Each line of the data below that holds the word "catch" is to be reported in full.

[[ Source information open ]]

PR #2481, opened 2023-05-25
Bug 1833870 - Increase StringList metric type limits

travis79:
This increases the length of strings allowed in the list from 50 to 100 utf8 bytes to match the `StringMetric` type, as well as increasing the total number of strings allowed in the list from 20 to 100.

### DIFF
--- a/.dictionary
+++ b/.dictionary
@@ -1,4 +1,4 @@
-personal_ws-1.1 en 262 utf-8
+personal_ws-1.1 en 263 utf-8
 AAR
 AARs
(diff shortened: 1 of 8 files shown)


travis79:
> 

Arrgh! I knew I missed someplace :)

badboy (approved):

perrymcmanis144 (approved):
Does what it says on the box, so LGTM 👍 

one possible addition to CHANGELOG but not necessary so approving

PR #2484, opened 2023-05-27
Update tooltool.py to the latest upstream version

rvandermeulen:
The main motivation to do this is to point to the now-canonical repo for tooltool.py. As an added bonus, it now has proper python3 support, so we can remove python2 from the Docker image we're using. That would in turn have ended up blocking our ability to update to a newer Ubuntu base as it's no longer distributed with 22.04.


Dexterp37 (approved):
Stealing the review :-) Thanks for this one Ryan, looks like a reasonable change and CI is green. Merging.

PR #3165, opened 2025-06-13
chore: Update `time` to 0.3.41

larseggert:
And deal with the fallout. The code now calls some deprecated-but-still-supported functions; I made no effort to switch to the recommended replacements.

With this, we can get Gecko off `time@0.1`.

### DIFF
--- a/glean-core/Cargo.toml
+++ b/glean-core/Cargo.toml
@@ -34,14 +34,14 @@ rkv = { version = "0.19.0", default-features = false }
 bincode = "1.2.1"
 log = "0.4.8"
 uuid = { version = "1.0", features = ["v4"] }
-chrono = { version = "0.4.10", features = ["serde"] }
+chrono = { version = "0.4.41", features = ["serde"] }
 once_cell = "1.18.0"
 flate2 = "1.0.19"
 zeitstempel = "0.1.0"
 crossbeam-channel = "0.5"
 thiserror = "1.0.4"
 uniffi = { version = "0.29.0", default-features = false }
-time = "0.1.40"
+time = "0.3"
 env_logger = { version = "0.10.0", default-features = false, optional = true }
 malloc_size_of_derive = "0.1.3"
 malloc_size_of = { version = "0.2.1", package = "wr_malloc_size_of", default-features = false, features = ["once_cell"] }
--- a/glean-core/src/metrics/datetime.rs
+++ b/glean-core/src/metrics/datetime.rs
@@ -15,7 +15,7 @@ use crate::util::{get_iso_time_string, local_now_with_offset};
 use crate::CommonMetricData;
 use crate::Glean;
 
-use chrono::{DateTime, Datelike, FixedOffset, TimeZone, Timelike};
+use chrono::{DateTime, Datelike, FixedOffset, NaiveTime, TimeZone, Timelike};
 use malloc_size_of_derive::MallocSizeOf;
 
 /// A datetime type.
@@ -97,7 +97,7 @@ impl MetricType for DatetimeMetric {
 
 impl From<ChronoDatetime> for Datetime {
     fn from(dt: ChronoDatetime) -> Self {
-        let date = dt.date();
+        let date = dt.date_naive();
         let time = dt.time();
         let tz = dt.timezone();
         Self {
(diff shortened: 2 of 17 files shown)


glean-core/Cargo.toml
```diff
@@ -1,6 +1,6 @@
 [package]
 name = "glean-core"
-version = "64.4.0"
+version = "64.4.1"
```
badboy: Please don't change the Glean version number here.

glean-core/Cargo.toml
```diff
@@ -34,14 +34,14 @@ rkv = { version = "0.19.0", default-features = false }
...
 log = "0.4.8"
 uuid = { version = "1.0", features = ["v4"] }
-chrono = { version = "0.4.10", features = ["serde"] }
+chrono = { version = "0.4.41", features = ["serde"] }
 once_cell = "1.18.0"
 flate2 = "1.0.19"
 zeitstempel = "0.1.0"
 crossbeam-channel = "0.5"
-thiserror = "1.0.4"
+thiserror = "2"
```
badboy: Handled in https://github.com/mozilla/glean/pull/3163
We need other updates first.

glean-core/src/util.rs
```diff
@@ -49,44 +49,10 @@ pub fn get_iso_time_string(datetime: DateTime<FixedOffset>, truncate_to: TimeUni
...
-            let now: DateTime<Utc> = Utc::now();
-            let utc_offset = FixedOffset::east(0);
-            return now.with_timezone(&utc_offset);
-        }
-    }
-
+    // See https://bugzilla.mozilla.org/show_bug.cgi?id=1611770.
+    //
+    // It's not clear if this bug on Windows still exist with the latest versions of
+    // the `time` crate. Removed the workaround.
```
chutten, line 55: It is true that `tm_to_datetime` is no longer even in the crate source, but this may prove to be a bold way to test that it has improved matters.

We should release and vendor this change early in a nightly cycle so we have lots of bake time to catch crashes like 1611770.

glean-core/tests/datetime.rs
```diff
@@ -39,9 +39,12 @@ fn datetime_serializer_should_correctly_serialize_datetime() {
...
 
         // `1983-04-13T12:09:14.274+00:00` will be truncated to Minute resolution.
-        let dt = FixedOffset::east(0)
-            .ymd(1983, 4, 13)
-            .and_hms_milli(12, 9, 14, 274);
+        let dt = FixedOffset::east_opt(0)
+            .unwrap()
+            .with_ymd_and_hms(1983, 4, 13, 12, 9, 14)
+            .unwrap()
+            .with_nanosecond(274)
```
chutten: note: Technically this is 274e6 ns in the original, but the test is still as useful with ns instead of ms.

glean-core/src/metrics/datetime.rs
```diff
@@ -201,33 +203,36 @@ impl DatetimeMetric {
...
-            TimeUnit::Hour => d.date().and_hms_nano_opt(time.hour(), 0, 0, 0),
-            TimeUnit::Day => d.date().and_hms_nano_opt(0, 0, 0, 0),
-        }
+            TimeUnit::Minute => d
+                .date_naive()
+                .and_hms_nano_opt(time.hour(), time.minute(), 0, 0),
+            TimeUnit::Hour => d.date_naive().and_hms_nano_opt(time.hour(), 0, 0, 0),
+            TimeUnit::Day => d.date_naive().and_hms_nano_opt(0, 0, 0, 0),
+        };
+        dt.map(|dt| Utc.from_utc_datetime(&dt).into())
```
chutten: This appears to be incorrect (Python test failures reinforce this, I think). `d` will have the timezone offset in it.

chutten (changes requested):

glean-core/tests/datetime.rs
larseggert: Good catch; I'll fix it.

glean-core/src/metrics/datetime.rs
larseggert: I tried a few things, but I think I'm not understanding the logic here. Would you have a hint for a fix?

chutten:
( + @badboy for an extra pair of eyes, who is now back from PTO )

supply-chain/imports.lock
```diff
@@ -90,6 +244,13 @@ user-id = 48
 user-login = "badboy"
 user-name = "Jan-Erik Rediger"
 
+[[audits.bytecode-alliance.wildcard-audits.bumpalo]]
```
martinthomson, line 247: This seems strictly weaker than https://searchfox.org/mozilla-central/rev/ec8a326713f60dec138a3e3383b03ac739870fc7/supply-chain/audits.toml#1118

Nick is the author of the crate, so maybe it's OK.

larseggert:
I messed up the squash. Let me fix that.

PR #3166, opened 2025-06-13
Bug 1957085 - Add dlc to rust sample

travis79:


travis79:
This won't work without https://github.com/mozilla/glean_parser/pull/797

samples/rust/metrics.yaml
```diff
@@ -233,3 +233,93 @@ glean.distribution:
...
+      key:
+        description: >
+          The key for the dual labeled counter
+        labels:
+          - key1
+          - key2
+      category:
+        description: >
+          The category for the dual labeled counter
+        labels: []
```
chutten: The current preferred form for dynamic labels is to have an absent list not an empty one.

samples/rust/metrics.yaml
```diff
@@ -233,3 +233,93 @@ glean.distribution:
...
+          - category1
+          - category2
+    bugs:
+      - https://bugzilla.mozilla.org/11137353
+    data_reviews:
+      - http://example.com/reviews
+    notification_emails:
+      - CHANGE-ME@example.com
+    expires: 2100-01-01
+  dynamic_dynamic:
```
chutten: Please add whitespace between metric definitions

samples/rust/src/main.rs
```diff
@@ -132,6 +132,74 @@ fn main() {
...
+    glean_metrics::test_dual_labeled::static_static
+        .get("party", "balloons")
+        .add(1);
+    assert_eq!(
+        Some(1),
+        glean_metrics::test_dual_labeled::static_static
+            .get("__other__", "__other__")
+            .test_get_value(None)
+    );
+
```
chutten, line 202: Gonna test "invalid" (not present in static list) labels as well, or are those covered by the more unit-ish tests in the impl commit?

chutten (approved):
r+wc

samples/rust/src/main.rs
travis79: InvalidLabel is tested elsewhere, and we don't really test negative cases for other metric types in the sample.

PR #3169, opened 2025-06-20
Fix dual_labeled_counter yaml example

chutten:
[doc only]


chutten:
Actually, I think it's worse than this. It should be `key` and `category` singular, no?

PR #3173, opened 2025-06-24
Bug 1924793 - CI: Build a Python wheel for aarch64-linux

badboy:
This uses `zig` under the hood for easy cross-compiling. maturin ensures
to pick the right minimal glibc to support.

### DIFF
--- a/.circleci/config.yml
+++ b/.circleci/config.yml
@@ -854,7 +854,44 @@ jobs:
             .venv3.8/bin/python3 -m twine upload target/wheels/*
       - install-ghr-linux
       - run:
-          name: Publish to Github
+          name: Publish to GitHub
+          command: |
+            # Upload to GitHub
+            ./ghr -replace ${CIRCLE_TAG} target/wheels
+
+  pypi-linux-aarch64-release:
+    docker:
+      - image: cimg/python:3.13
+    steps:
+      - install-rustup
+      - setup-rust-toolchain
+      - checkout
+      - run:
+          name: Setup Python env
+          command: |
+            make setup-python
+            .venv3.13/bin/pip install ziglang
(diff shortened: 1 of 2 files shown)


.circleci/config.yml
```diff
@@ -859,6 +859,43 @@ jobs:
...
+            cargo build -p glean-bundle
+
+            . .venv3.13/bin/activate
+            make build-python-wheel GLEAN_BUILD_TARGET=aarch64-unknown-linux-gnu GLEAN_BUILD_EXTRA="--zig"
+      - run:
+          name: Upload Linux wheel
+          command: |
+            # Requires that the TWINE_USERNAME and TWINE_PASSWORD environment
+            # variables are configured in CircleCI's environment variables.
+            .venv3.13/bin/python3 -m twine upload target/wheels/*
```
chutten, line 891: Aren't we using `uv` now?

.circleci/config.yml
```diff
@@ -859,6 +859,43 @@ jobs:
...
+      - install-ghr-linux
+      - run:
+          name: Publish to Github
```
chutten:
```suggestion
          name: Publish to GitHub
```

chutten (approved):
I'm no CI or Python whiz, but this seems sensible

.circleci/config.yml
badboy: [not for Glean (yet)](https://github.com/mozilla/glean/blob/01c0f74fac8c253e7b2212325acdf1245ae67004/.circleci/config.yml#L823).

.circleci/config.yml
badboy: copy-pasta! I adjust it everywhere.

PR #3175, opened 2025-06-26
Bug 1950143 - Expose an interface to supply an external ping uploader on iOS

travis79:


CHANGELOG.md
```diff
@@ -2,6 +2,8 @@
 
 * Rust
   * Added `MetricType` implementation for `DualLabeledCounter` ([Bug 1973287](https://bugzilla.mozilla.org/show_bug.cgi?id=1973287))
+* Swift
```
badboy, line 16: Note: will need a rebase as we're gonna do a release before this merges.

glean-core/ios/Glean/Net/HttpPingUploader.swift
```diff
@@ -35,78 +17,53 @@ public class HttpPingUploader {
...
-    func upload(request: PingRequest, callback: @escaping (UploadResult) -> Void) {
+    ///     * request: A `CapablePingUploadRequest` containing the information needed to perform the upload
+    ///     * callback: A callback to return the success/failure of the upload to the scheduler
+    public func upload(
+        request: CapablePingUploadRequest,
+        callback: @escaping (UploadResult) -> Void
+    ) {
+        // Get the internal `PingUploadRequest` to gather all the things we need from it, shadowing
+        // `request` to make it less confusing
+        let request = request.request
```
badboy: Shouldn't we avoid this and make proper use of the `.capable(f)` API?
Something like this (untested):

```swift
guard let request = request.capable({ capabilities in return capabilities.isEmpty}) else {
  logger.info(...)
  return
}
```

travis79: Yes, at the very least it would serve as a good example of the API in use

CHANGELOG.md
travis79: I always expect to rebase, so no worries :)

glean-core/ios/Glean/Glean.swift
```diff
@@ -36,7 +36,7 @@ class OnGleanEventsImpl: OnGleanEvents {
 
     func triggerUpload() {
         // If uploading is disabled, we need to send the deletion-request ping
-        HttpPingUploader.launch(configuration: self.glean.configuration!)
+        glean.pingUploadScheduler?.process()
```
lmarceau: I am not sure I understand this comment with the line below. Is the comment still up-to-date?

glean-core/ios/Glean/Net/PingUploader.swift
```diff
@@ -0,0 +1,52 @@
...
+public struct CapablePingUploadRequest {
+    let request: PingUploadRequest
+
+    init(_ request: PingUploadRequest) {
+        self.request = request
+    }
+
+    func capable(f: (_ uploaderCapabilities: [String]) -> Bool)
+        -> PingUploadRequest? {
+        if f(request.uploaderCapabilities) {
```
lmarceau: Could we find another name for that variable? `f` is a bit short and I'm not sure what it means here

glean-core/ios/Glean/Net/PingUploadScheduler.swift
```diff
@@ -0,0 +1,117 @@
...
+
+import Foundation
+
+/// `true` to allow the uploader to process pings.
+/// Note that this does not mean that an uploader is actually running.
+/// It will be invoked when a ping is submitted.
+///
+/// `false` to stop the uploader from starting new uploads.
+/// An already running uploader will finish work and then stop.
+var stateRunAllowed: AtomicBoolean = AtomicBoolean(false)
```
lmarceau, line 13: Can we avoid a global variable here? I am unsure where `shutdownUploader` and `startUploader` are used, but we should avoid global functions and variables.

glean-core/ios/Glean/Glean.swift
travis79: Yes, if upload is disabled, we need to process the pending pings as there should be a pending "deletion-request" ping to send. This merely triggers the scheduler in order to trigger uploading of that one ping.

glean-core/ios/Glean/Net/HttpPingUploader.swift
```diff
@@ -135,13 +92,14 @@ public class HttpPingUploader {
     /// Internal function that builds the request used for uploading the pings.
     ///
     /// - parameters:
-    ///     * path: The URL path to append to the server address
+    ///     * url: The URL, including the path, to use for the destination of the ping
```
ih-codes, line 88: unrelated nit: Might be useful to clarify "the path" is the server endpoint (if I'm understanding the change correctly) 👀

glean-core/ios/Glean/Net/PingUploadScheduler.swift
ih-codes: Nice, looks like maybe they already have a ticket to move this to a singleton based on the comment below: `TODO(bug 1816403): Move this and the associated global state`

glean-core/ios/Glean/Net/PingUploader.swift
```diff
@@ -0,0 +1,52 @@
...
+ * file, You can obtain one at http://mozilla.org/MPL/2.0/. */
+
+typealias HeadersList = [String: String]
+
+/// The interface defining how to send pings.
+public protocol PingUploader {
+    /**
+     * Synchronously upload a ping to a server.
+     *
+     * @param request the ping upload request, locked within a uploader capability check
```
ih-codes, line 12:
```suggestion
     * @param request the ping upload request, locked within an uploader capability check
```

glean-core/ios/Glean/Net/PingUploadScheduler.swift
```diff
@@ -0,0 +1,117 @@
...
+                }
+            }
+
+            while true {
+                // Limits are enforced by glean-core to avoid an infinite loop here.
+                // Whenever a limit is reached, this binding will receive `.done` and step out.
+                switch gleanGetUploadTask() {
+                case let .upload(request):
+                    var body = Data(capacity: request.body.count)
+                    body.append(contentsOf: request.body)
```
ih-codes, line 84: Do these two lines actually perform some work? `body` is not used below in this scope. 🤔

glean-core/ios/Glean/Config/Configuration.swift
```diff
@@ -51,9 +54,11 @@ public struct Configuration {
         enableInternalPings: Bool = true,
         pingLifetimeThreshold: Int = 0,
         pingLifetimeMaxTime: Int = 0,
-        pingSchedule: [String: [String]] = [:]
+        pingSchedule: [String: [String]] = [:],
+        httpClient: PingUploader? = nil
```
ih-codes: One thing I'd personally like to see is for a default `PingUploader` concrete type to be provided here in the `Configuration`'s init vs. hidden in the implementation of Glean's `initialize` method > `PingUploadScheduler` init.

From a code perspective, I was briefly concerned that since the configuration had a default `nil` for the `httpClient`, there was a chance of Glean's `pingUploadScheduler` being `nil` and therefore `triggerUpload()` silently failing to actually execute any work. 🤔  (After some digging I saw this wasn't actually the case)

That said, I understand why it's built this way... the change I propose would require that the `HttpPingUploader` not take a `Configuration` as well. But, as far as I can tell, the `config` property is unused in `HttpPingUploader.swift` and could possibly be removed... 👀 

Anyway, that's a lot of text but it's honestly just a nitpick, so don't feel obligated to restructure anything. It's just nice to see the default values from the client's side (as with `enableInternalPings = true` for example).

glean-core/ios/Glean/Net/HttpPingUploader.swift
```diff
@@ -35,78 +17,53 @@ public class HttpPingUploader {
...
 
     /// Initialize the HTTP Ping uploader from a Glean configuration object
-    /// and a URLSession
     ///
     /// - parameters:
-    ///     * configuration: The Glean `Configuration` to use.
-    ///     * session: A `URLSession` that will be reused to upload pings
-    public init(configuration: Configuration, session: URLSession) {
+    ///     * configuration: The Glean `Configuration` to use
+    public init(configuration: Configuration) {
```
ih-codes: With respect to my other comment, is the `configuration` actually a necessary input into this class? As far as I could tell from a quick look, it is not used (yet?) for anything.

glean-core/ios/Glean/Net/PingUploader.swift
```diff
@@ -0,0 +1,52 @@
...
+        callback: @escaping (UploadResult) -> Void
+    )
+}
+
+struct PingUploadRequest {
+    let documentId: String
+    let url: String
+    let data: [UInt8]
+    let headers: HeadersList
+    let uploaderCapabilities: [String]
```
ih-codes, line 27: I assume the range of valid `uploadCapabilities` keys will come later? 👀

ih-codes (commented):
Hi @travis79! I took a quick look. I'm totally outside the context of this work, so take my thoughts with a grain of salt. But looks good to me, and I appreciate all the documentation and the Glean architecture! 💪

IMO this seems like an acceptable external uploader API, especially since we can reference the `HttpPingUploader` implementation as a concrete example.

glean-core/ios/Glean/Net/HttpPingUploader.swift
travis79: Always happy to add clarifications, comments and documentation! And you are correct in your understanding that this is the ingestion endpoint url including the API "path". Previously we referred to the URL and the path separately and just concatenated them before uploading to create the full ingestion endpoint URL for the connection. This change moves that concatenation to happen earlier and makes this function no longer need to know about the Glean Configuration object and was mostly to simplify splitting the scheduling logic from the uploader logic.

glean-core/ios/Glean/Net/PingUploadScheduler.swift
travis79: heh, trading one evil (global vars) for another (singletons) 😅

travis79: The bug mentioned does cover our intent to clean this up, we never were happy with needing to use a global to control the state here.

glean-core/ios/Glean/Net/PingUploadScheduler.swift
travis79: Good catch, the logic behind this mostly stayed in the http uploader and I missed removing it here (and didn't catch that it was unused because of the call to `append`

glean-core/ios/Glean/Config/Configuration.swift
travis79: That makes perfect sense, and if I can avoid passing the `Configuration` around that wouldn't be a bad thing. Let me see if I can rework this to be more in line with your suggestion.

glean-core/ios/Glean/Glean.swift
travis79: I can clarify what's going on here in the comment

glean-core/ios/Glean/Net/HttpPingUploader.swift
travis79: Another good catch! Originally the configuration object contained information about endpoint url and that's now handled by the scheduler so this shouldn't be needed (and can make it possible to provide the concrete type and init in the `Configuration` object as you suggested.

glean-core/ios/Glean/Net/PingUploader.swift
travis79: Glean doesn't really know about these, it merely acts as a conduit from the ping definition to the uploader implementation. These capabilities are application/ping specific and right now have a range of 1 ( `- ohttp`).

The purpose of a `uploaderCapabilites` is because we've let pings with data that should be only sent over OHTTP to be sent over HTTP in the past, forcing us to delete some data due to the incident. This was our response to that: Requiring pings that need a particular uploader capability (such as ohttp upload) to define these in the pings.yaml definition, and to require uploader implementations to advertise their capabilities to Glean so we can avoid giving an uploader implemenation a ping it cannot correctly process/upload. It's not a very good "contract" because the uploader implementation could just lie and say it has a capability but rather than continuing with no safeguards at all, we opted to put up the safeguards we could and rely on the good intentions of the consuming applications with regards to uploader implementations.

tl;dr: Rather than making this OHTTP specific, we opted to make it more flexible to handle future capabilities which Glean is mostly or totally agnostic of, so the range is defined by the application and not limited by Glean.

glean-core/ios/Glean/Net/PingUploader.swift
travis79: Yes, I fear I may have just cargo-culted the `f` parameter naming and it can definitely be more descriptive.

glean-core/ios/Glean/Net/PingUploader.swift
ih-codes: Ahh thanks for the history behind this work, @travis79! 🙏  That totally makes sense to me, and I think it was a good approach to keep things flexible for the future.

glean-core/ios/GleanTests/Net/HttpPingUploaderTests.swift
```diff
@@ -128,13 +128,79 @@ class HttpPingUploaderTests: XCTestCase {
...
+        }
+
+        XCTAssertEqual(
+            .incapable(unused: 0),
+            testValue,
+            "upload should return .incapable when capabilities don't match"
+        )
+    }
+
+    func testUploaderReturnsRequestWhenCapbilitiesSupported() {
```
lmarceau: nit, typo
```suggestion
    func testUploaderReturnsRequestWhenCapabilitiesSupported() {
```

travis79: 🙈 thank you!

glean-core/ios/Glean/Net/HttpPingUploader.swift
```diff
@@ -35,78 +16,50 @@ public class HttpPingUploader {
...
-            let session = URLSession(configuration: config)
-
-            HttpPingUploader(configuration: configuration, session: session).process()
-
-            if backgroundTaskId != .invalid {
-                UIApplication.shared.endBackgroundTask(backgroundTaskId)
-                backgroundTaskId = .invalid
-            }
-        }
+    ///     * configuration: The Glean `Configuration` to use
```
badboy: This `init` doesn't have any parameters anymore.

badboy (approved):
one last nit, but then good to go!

[[ Source information closed ]]

- Answer to the problem:
We should release and vendor this change early in a nightly cycle so we have lots of bake time to catch crashes like 1611770.
larseggert: Good catch; I'll fix it.
travis79: Good catch, the logic behind this mostly stayed in the http uploader and I missed removing it here (and didn't catch that it was unused because of the call to `append`
travis79: Another good catch! Originally the configuration object contained information about endpoint url and that's now handled by the scheduler so this shouldn't be needed (and can make it possible to provide the concrete type and init in the `Configuration` object as you suggested.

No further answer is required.